Learning and decision processes in classification and feature inference.

Abstract

This thesis examined how task demands shape the category representations formed through classification, inference and incidental learning. Experiments 1 to 3 examined the claim that the representations formed through inference learning are based only on the encoding of prototypical features (e.g., Yamauchi & Markman, 1998, 2000). Adults learned artificial categories through exemplar classification or feature inference. Inference learning either did or did not require attention to prototypical features. At test, all participants classified exemplars and inferred the values of missing features. Classification learning resulted in the encoding of both prototypical and atypical features. Inference learning also led to the representation of both prototypical and atypical features when attention to both was required during learning. Experiment 4 extended these results to inferences about novel items varying in similarity to training items. Inference learners required to attend to prototypical and atypical features during training were more sensitive to exemplar similarity when making novel inferences than those who attended only to prototypical features.

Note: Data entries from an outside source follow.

PR #2132, opened 2017-10-09
[GOBBLIN-279] pull file unable to reuse the json property.

dallaybatta:
Dear Gobblin maintainers,

### GOBBLIN-279
- [ ] My PR addresses the following [GOBBLIN-279](https://issues.apache.org/jira/browse/GOBBLIN-279) issues and references them in the PR title. 

### Description

### Tests
- [ ] My PR adds the following unit tests org.apache.gobblin.util.PullFileLoaderTest.testJsonPropertyReuseJobLoading

### Commits

### DIFF
--- a/gobblin-utility/src/main/java/org/apache/gobblin/util/PullFileLoader.java
+++ b/gobblin-utility/src/main/java/org/apache/gobblin/util/PullFileLoader.java
@@ -72,6 +72,9 @@ public class PullFileLoader {
   public static final Set<String> DEFAULT_JAVA_PROPS_PULL_FILE_EXTENSIONS = Sets.newHashSet("pull", "job");
   public static final Set<String> DEFAULT_HOCON_PULL_FILE_EXTENSIONS = Sets.newHashSet("json", "conf");
 
+  public static final String PROPERTY_DELIMITER_PARSING_ENABLED_KEY = "property.parsing.enablekey";
+  public static final boolean DEFAULT_PROPERTY_DELIMITER_PARSING_ENABLED_KEY = false;
+  
   private final Path rootDirectory;
   private final FileSystem fs;
   private final ExtensionFilter javaPropsPullFileFilter;
@@ -260,6 +263,7 @@ public class PullFileLoader {
     PropertiesConfiguration propertiesConfiguration = new PropertiesConfiguration();
     try (InputStreamReader inputStreamReader = new InputStreamReader(this.fs.open(propertiesPath),
         Charsets.UTF_8)) {
+      propertiesConfiguration.setDelimiterParsingDisabled(ConfigUtils.getBoolean(fallback,PROPERTY_DELIMITER_PARSING_ENABLED_KEY, DEFAULT_PROPERTY_DELIMITER_PARSING_ENABLED_KEY));
       propertiesConfiguration.load(inputStreamReader);
 
       Config configFromProps =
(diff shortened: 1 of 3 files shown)


gobblin-utility/src/test/java/org/apache/gobblin/util/PullFileLoaderTest.java
```diff
@@ -218,7 +219,20 @@ public void testRecursiveJobLoadingWithAndGlobalProps() throws Exception {
...
+  @Test
+  public void testJsonPropertyReuseJobLoading() throws Exception {
+    Path path;
+    Config pullFile;
+    path = new Path(this.basePath, "bjob.pull");
+    Config cfg = ConfigFactory.parseMap(ImmutableMap.<String, Object>builder()
+            .put(PullFileLoader.PROPERTY_DELIMITER_PARSING_ENABLED_KEY, true)
+            .build());
+    pullFile = loader.loadPullFile(path, cfg, false);
+    System.out.println(pullFile.getString("json.property.key"));
```
zxcware: remove line 231 and 232

gobblin-utility/src/main/java/org/apache/gobblin/util/PullFileLoader.java
```diff
@@ -260,6 +263,8 @@ private Config loadJavaPropsWithFallback(Path propertiesPath, Config fallback) t
     PropertiesConfiguration propertiesConfiguration = new PropertiesConfiguration();
     try (InputStreamReader inputStreamReader = new InputStreamReader(this.fs.open(propertiesPath),
         Charsets.UTF_8)) {
+      propertiesConfiguration.setDelimiterParsingDisabled(ConfigUtils.getBoolean(fallback,
```
zxcware: This disables the parsing for all configuration keys. What about a pull file has some key that needs parsing and another key that doesn't need?

gobblin-utility/src/test/java/org/apache/gobblin/util/PullFileLoaderTest.java
dallaybatta: I have seen System.out.printlns in many of the Test cases so though it would be okay to keep, I am going to remove it.

gobblin-utility/src/main/java/org/apache/gobblin/util/PullFileLoader.java
dallaybatta: I don't see an API in Apache Commons to make granulation calls on delimitation. Do you think we should address such use case?

gobblin-utility/src/test/java/org/apache/gobblin/util/PullFileLoaderTest.java
zxcware: Disable or enable, I think one is of equivalent possibility in a use case to the other. I saw in your test case that it can help with json object. If that's the motivation, could you encode a json object into a string as a configuration and parse it when used at runtime?

dallaybatta: I am sorry I could not understand what you meant by the initial statement.
Yes the encoding in configuration and decoding in runtime will work but I wanted to avoid more changes in the runtime code ( i.e decoding of json).

abti:
@zxcware Are your comments addressed? Please let me know when this is ready to be merged in. (I haven't personally reviewed the PR)

gobblin-utility/src/test/java/org/apache/gobblin/util/PullFileLoaderTest.java
zxcware: My concern is, if the delimiter is disabled for all configurations, some configuration, whose value has the delimiter and expects to be parsed as a list, will break. Is it an issue to you?

dallaybatta: No it is not going to be an issue for our use case.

Experiment 5 examined developmental change in the impact of noun and feature labels on feature inferences. Adults, 7-year-olds, and 5-yearolds were shown pairs of base and target exemplars. The base was given a noun or feature label. Participants were asked to predict the value of a missing feature of the target, when it was given the same or a different label as the base. Both adults and children were more likely to make inferences based on noun than feature labels. Hence, by five years of age, children grasp the inductive potential of noun labels. Experiments 6 to 9 compared incidental category learning with intentional classification. Adults classified categories of geometric shapes or learned the categories through an incidental task. Incidental recognition learning resulted in a broader allocation of attention than classification learning. Performing recognition before classification resulted in a broader attentional allocation than performing recognition after classification. Together with the results from mathematical modelling, these findings support a view of category learning in which the specific attentional demands of different learning tasks determine the nature of the category representations that are acquired.